Rosen was reportedly offered a position at RIETS but declined.

He also collected money to support the Chazon Ish, Yitzchok Zev Soloveitchik, and institutions of Torah learning regularly. During World War II, he helped organize a Vaad Hatzalah to help Jews escape to America.

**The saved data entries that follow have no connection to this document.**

PR #353, opened 2016-11-08
Integrate otlhs module

jschueller:


regislebrun:
+1

lib/src/Uncertainty/Algorithm/WeightedExperiments/OptimalLHSImplementation.cxx
```diff
@@ -0,0 +1,152 @@
...
+
+using namespace OT;
+
+namespace OT
+{
+
+CLASSNAMEINIT(OptimalLHSImplementation);
+
+static const Factory<OptimalLHSImplementation> Factory_OptimalLHSImplementation;
+
```
sofianehaddad: I thought it will inherits from WeightedExperiment with your changes?

jschueller: That was lhsdesign, which was removed.

sofianehaddad: yes or generateResult..., that is the idea

jschueller:
@regislebrun @sofianehaddad I changed the API so as to inherit WExperiment.

sofianehaddad:
hmmm in https://github.com/openturns/otlhs/pull/21, yes
It seems that here API did not change. Or am I wrong?

jschueller:
@sofianehaddad I pushed the wrong local copy when rebasing, everything is back in order

regislebrun:
+1

PR #354, opened 2016-11-10
Fixed a bug in KarhunenLoeveResultImplementation::liftAsField().

regislebrun:


jschueller:
Could it be tested somewhere?

PR #356, opened 2016-11-11
Fixed GeneralizedLinearModelAlgorithm::computeF()

regislebrun:
When basis_ was of size 0, the matrix F was not correctly initialized.


sofianehaddad:
+1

Rosen was married to Hinda, the daughter of Rav Hillel David Trivash. She died on March 12, 1952 (Shushan Purim), and he died in New York in October (first day of Chol HaMoed Sukkot, 1957, at the age of 86. He was survived by a son and five daughters. As he died on a Friday which was also the second day of Sukkot, Rabbi Moshe Feinstein advised the funeral be delayed until Sunday in his honor (i.e. not to bury on Friday afternoon or Saturday night). At the funeral, he was eulogized by Rabbis Aharon Kotler, Moshe Feinstein, Avraham Kalmanowitz, Yosef Eliyahu Henkin, Pinchas Mordechai Teitz, and Nissan Telushkin.

==Published works==
- Divrei Soferim. 2 vols. Vilna and New York: 1912, 1955
- Nezer Ha-Kodesh al Masechet Zevachim. Vilna: 1910.
- Sheiloth Moshe. Vilna: 1930.
- Nezer Ha-Kodesh al Masechet Menachot. New York: 1934.
- Nezer Ha-Kodesh al Masechet Temura. New York: 1936.
- Nezer Ha-Kodesh al Masechet Arachin. New York: 1937.
- Nezer Ha-Kodesh al Masechet Keritot. New York: 1938.
- Sheilot Moshe. New York: 1940.
- Nezer Ha-Kodesh al Masechet Yoma. New York: 1942.
- Nezer Ha-Kodesh al Masechet Makkot. New York: 1943.
- Nezer Ha-Kodesh al Masechet Me'ila. New York: 1943.
- Nezer Ha-Kodesh al Masechet Bechorot. New York: 1945.
- Nezer Ha-Kodesh al Masechet Nida. New York: 1946.
- Nezer Ha-Kodesh al Masechet Hulin. Brooklyn: 1950.
- Nezer Ha-Kodesh al Masechet Tamid. Brooklyn: 1951.
- Nezer Ha-Kodesh al Masechet Hullin, Zevachim Second Ed. New York: 1953.
- Nezer Ha-Kodesh v'Shut. Brooklyn: 1953.
- Ohel Moshe. New York: 1963.

His grandson, Rabbi Hillel Litwack published a pamphlet called Zichron Moshe, which is a collection of letters between Rosen and great Torah personalities of his time, Yisrael Meir Kagan, Meir Simcha of Dvinsk, Chazon Ish, Elchanan Wasserman, Boruch Ber Leibowitz, the Rogatchover Gaon, Yitzchok Zev Soloveitchik, Tzvi Pesach Frank, Moshe Mordechai Epstein, and Menachem Mendel Schneerson. Unpublished letters include communications between him and Moshe Soloveitchik and Chaim Hezekiah Medini.
In April 2019, his descendants republished Nezer HaKodesh in five newly typeset volumes.

==Descendants==
Rosen and his wife had seven children, including Chaim Rosen, author of seven seforim: Bechori Chaim (5 volumes), Ein Chaim (2 volumes), and Be'er Chaim.